Même son de cloche chez l'Unsa, qui avait "fait du retrait de cette mesure une condition indispensable avant la tenue de la conférence de financement" de la réforme.


Pour les partisans du retrait de la réforme, cette annonce sur l'âge pivot ne change pas la donne. "Le gouvernement pourrait provisoirement arrêter de nous prendre pour des imbéciles! Il retire provisoirement la cerise de l'âge-pivot. Pas dupes, restons mobilisés jusqu'au retrait définitif de son gâteau!", a commenté le député La France insoumise Adrien Quatennens. Jean-Luc Mélenchon avait quant à lui dit ne rien attendre des annonces d'Edouard Philippe. "Le gouvernement ajoute de l'embrouille aux embrouilles précédentes", estimé l'ancien candidat à l'élection présidentielle.


De l'autre côté de l'échiquier politique, Marine Le Pen a qualifié cette annonce de l'exécutif de "manipulation cousue de fil blanc". J'avais donc raison. L'âge pivot n'existait que pour pouvoir être retiré et faire passer la pilule d'une réforme qui précarisera des millions de retraités", s'indigne t-elle, à l'instar de Nicolas Dupont-Aignan qui dénonce un "piège" d'Edouard Philippe.

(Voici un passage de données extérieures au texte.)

PR #2072, opened 2026-09-09
Reorganize training settings and improve toolbar feedback

francescofugazzi:
Depends on #2048, which in turn depends on #2047.

## Summary

Reorganize the RmlUi Training panel while retaining existing parameter bindings, training actions, edit restrictions and project settings.

### Main settings

- Keep Training Method, Camera & Rasterization, Masking & Segmentation, and Dataset before Advanced.
- Retain strategy, backend, iterations and its automatic-scaling lock, capacity, BG Improvements, Undistort, Mip Filter, Exposure Correction activation and masks in the main settings.
- Place Dataset immediately before Advanced, expanded by default while respecting saved collapse preferences.

### Advanced settings

- Provide one real activation control per optional feature, without duplicate enable checkboxes.
- Give Depth, Normal, PPISP, Bilateral Grid, Exposure Correction tuning, Evaluation, Random Initialization and Sparsity separate conditional sections.
- Keep background modes and specialist tuning in Advanced.
- Preserve tuning values when features are disabled and re-enabled.

### Search and editing

- Keep matching controls reachable through collapsed ancestors without overwriting saved expansion preferences.
- Align search ownership with the displayed sections.
- Keep background mode selection and image browsing available during image searches.
- Preserve numeric drafts during unrelated refreshes, correctly handle Enter, blur and Escape, and reconcile authoritative changes or rejected updates without a recurring refresh loop.

### Toolbar and feedback

- Use compact icon-and-text actions with tooltips and accessible labels.
- Derive icon-only mode from measured RmlUi widths rather than fixed panel-width thresholds.
- Keep the status badge aligned with the actions and place multiline errors outside the action row.
- Represent restoration, stopping, saving and failure states.
- Keep project saving directly available while Running and Paused.
- Show descriptor-backed capability notices and block Start when the selected configuration is invalid.

### Localization

- Remove duplicate and unused locale entries.
- Reject duplicate JSON keys in the locale completeness checker.

### Search and layout

- With Advanced collapsed, search `means_lr` and `use_normal_loss`. Confirm the matching controls become reachable and clearing search restores the previous expansion state.
- Search `use_exposure_correction`; confirm its activation remains visible in Camera & Rasterization.
- In Background Color mode, search `bg_image`; confirm Mode and Browse remain available.
- Confirm Dataset is before Advanced and expanded with fresh panel preferences. Restore saved collapsed preferences and confirm they remain respected.
- Search Dataset fields and confirm Advanced does not open unnecessarily.

### Numeric editing

- In Ready, slowly replace Max Gaussians, including leaving the input empty briefly. Confirm the previous value is not restored during typing.
- Test Enter, clicking outside, Escape and +/- independently.
- Repeat with Iterations and a learning rate.
- After committing with Enter, start another draft without leaving the field; Escape should return to the last committed value.

### Configuration and persistence

- Switch between 3DGS and 3DGUT with supported and conflicting options. Confirm selected conflicts block Start and removing them restores availability.
- Enable PPISP and its controller, then Exposure Correction. Confirm conflicting standalone flags are cleared and tuning values remain preserved.
- Test standalone PPISP, Bilateral Grid and their combination.
- Enable Depth and Normal together and confirm their parameters remain separate.
- Toggle each Advanced feature, save and reopen a project, and check flags and tuning values.
- Exercise the iterations lock, mask modes, background modes and dataset edit restrictions.

### Toolbar and training lifecycle

- Test Ready, Starting, Running, Paused, Completed, Stopped, Error, Restoring and Stopping/Saving transitions.
- Check German Completed around 360dp and Paused around 450dp at 100%, 150% and 200% UI scale.
- Narrow and widen the panel in English, German and Japanese. Confirm captions disappear when needed and return when space allows, without wrapping or clipping.
- Save a .licht project while Running and Paused, reopen it and resume training.
- Cancel Reset/Clear confirmation dialogs and confirm no work is discarded.
- Reproduce a failed trainer restore and confirm persistent error feedback. A later trainer failure must show its current error rather than stale restore details.
- Confirm final model saving displays SAVING and transitions to the final trainer state.


MrNeRF (changes requested):
First review of head bf2df0fed (stacked on #2048 -> #2047, so the PR-only diff is 18 files, +1815/-396). Built with tests and run live on Linux: C++/python suites, then the whole manual test plan plus the review checklist in the GUI on Xvfb with real clicks, in English, German and Japanese and at 100/150/200% scale.

What works: backend switch with IGS+/Mip/Depth/Normal blocking Start and clearing restoring it, every optional activation opening only its own section (Depth and Normal stay separate), reopening a project with seven optional features on keeps all 25 checked values, the six ordinary toolbar states, project save while Running/Paused, padlocks and edit locks, mask modes and background modes, locales render.

Please fix before merge (all reproduced live, screenshots on request):

1. Searching `use_exposure_correction` hides the only Exposure activation. The schema puts it in Training Method, the widget lives in the Camera block, so the search shows an empty "Training Method" header. Clearing the search brings it back.
2. Search does not open Advanced. `means_lr` or `use_normal_loss` with Advanced collapsed leaves the match behind the closed header (`property_view.py` skips `advanced_params` on purpose). Same family: searching `bg_image` in Color mode hides the Mode dropdown and the Browse button, so the result cannot be used.
3. Status badges drop the restoration states. A project whose trainer restore fails ends up as "PAUSED" with Resume/Reset/Stop/Save offered and no persistent error text once the toast is gone. Related: after such a failed restore, a later real training failure still shows the old "Project trainer restore failed" message instead of "Training failed."
4. All ten locale files now contain `section.masking` twice; the later "Mask Settings" value wins and the completeness check does not notice.
5. The new appearance-preservation test asserts binding ids that do not exist. Real clicks (PPISP on, its controller on, then Exposure on) leave PPISP off with the controller still on, which native validation then rejects. Inherited behaviour, but the test hides it instead of catching it.
6. German does not fit the fixed compact thresholds: Completed at 360 dp puts "Löschen" on a second row with the badge spanning both rows, Paused at 450 dp puts "Licht speichern" on row two, at every UI scale. Derive the compact switch from measured width, not fixed dp.
7. Leftovers: the standalone Bilateral block carries an exposure-start template that can never show, and six new locale keys have no consumer.

Nit: Escape in the iterations field keeps the typed value instead of cancelling the edit.

This has to wait for #2047 and #2048 anyway.

francescofugazzi:
Rebased this PR onto the updated #2048 and addressed the review findings:

- Aligned Exposure Correction search ownership with its Camera & Rasterization location.
- Made searches expand the Advanced ancestor when necessary, without changing saved collapse preferences.
- Kept Background Mode and Browse reachable when searching for `bg_image` from Color mode.
- Added restoration/error badges and persistent restore-failure details. Current trainer errors take precedence over stale restoration feedback.
- Removed duplicate `section.masking` entries from all ten locales and made the completeness checker reject duplicate JSON keys.
- Corrected the PPISP controller and sidecar-freeze property IDs used when enabling Exposure Correction, preserving tuning values.
- Replaced fixed compact thresholds with measured RmlUi button, gap and badge widths, with remeasurement after layout changes.
- Removed the unreachable bilateral exposure-start template and unused locale keys.
- Fixed Escape cancellation being overwritten by the subsequent blur event.

Additional fixes found during follow-up testing:
- Removed a refresh/publication loop that restored Max Gaussians while typing.
- Preserved focused numeric drafts during unrelated refreshes while still accepting authoritative changes, including rollback arriving after the first post-edit refresh.
- Added a distinct SAVING badge during final model saving.

As discussed, Dataset now sits in the main panel immediately before Advanced. It starts expanded, while existing saved collapse preferences and dataset edit restrictions remain respected. Dataset searches no longer open Advanced.

The targeted Python suite now passes 266 tests. Locale completeness, hardcoded UI, error-debt and I/O checks also pass.

GUI testing so far is partial; the full language/scaling matrix and all runtime scenarios have not been repeated on this revision. This remains dependent on #2048.

francescofugazzi:
Addressed the additional training-panel layout feedback.

- Moved runtime status out of the action toolbar and changed it to lightweight informational text rather than a button-like badge.
- Balanced the visible training actions to a consistent width while retaining the automatic icon-only fallback for narrow panels and long translations.
- Renamed “Training Method” to “General Parameters” and simplified “Advanced Training Parameters” to “Advanced Parameters”.
- Promoted Background and Exposure & Appearance to the main panel.
- Kept Dataset in the main panel immediately before Advanced.
- Reorganized Advanced settings by purpose, placing every optional feature’s single activation checkbox next to its own conditional parameter section.
- Kept Advanced and Initialization collapsed by default while preserving explicitly saved panel expansion preferences.
- Preserved the existing parameter IDs, editing locks, search behavior, backend capability restrictions and training action flows.
- Updated all bundled locales, documentation and regression coverage.

The targeted Python suites pass with 196 tests, the confirmation/property-system suites pass with 52 tests, and the standalone localization, locale-completeness and hardcoded-UI checks all pass.

PR #3963, opened 2021-03-24
Tiny typo fix in a comment

bnt0:
In `imgui.cpp` change `you assert macro` to `your assert macro`.


ocornut:
Thank you!
I included that typo fix as part of aa5431fde2e3f534c64cc254bfd92f4a14fb46ee

PR #3975, opened 2021-03-27
Update imgui_impl_glut.h

hazeled:
**Version/Branch of Dear ImGui:** Latest, Master

**Back-end/Renderer/Compiler/OS:** imgui_impl_GLUT.h, all renderers/Compilers/OS

**My Issue/Question:**

There's a small misunderstanding in the comments of `imgui_impl_GLUT.h`, FreeGLUT is updated and continually maintained while GLUT is obsolete and incredibly old software

**Standalone, minimal, complete and verifiable example:** N/A

### DIFF
--- a/backends/imgui_impl_glut.h
+++ b/backends/imgui_impl_glut.h
@@ -1,9 +1,9 @@
 // dear imgui: Platform Backend for GLUT/FreeGLUT
 // This needs to be used along with a Renderer (e.g. OpenGL2)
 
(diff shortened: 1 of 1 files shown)


ocornut:
I beg to differ. FreeGLUT is maintained but is essentially mimicking GLUT in all its 90s-ness, it only exist as a legacy thing and has a poor api and feature.

GLUT was an amazing thing for its time but I would recommend anyone starting new projects with it in 2021 and that include FreeGLUT.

C'est tout le projet de loi qui doit être retiré dans l'attente d'une vraie négociation et d'une vraie évaluation" insiste pour sa part le chef de file du Parti socialiste, Olivier Faure. "On nous demande de voter une réforme définitive en échange d'un retrait provisoire de l'âge-Pivot. Pas de réforme possible sans financement, ni simulations sur les situations individuelles", commente t-il.